Abstract 283: Parkin Fails to Rescue Age-Dependent Cardiomyopathy in Mitochondrial DNA Mutator Mice

Abstract

Temporal decline in mitochondrial function is widely considered to be a driver of cardiomyocyte aging, which in turn contributes to the prevalence of cardiovascular disease in the aging population. The accumulation of dysfunctional mitochondria appears to be a direct consequence of reduced autophagy and mitochondrial quality control in the aging heart. Parkin, an E3 ubiquitin ligase, plays a critical role in this process, marking dysfunctional mitochondria for degradation by autophagosomes; however, whether Parkin functions to prevent cardiac aging by maintaining a healthy population of mitochondria is still unclear.

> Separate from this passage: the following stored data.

PR #1383, opened 2023-11-30
Remove notes from upstream docs about storing secrets in plain text

mikhailshilkov:
Overhall of https://github.com/pulumi/pulumi-gcp/pull/1376

>  All arguments including the following potentially sensitive values will be stored in the raw state as plain text

While this is true in terraform, that does not apply to Pulumi. I added a function to edit docs that uses two regular expressions to find plain-text warnings and replace them with empty strings.

Fix https://github.com/pulumi/pulumi-gcp/issues/1195

### DIFF
--- a/provider/doc_edits.go
+++ b/provider/doc_edits.go
@@ -7,9 +7,10 @@ import (
 )
 
 func editRules(defaults []tfbridge.DocsEdit) []tfbridge.DocsEdit {
-	var result = append(defaults, fixupEffectiveLabels)
-	result = append(result, removeSecretsInPlainTextNote)
-	return result
+	return append(defaults,
+		fixupEffectiveLabels,
+		removeSecretsInPlainTextNote,
+	)
 }
 
 const effectiveLabels = `including the labels configured through Terraform`
@@ -33,7 +34,7 @@ var removeSecretsInPlainTextNote = tfbridge.DocsEdit{
 	Path: "*",
 	Edit: func(path string, content []byte) ([]byte, error) {
 		for _, r := range secretsInPlainTextNoteRegexps {
-			content = r.ReplaceAllLiteral(content, []byte(""))
+			content = r.ReplaceAllLiteral(content, nil)
 		}
 		return content, nil
 	},
--- a/provider/doc_edits.go
+++ b/provider/doc_edits.go
@@ -7,7 +7,9 @@ import (
 )
 
 func editRules(defaults []tfbridge.DocsEdit) []tfbridge.DocsEdit {
-	return append(defaults, fixupEffectiveLabels)
+	var result = append(defaults, fixupEffectiveLabels)
+	result = append(result, removeSecretsInPlainTextNote)
+	return result
 }
 
 const effectiveLabels = `including the labels configured through Terraform`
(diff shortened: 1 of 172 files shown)


provider/doc_edits.go
```diff
@@ -21,3 +23,18 @@ var fixupEffectiveLabels = tfbridge.DocsEdit{
...
+var secretsInPlainTextNoteRegexps = []*regexp.Regexp{
+	regexp.MustCompile(`~?> \*\*Warning:\*\* All arguments including the following potentially sensitive\nvalues will be stored in the raw state as plain text: .*\nRead more about sensitive data in state\.`),
+	regexp.MustCompile(`(?s)~?> \*\*((Warning)|(Note)):\*\* All arguments including .*as plain-text(\.)?( Read more about sensitive data in state\.)?`),
+}
+
+var removeSecretsInPlainTextNote = tfbridge.DocsEdit{
+	Path: "*",
+	Edit: func(path string, content []byte) ([]byte, error) {
+		for _, r := range secretsInPlainTextNoteRegexps {
+			content = r.ReplaceAllLiteral(content, []byte(""))
```
iwahbe, line 36: Optional nit: `r.ReplaceAllLiteral` accepts a slice and operates based on length, so this is equivalent.
```suggestion
			content = r.ReplaceAllLiteral(content, nil)
```

provider/doc_edits_test.go
```diff
@@ -29,3 +29,44 @@ func TestEffectiveLabels(t *testing.T) {
 		})
 	}
 }
+
+func TestSecretsInPlainTextNote(t *testing.T) {
```
iwahbe, line 33:
```suggestion
func TestSecretsInPlainTextNote(t *testing.T) {
	t.Parallel()
```

provider/doc_edits.go
```diff
@@ -7,7 +7,9 @@ import (
 )
 
 func editRules(defaults []tfbridge.DocsEdit) []tfbridge.DocsEdit {
-	return append(defaults, fixupEffectiveLabels)
+	var result = append(defaults, fixupEffectiveLabels)
+	result = append(result, removeSecretsInPlainTextNote)
+	return result
```
iwahbe, line 12: `append` takes `(src []T, elems ...T)`.
```suggestion
	return append(defaults, 
		fixupEffectiveLabels,
		removeSecretsInPlainTextNote,
	)
```

iwahbe (approved):
LGTM

provider/doc_edits_test.go
mikhailshilkov: Isn't `t.Parallel()` in the loop below enough?

iwahbe: They do different things:
1. `t.Parallel()` in the top level allows `TestSecretsInPlainTextNote` to run in the top level parallel pool with other parallel tests.
2. `t.Parallel()` nested allows those subtests to join the parallel pool for their supertest.

Skipping the top level parallel has each subtest of `TestSecretsInPlainTextNote` running concurrently while all other tests block.

I wasn't 100% sure, so I investigated [here](https://go.dev/play/p/LM5Og6ch9We).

To examine the role of Parkin in the context of mtDNA damage and myocardial aging, we used a mouse model carrying a proofreading defective mitochondrial DNA polymerase gamma (POLG). We observed a significant decrease in Parkin protein levels in the hearts of aged (6 months) POLG mice, in spite of elevated Parkin mRNA. Seahorse analysis revealed a decrease in cardiac mitochondrial respiration in 6-month POLG mice. While cardiac structure and function were similar in both genotypes, POLG mice displayed modest but significant cardiac hypertrophy at this age. Next, we generated mice with concomitant Parkin deletion or cardiac specific Parkin overexpression with the mutant POLG. However, loss of Parkin did not exacerbate the accelerated cardiac aging phenotype observed in the POLG mice, and enhancing cardiac Parkin protein levels did not rescue the mitochondrial dysfunction or the cardiac hypertrophy observed in POLG mice up to 12 months of age. Surprisingly, we found that Parkin levels were reduced in POLG hearts, even with cardiac specific overexpression of Parkin. Translation of Parkin was unperturbed in 12-month POLGxParkin TG hearts, suggesting instead that Parkin protein stability is compromised in aged POLG hearts, a hypothesis we are currently testing. We also found both diminished protein ubiquitination and reduced degradation of Mfn1, a known Parkin substrate, in POLGxParkin TG hearts compared to Parkin TG hearts. These results provide new insights into mitophagy and aging, and suggest that Parkin plays a minor role in baseline mitochondrial maintenance and that overexpression of Parkin fails to prevent the cardiac aging process.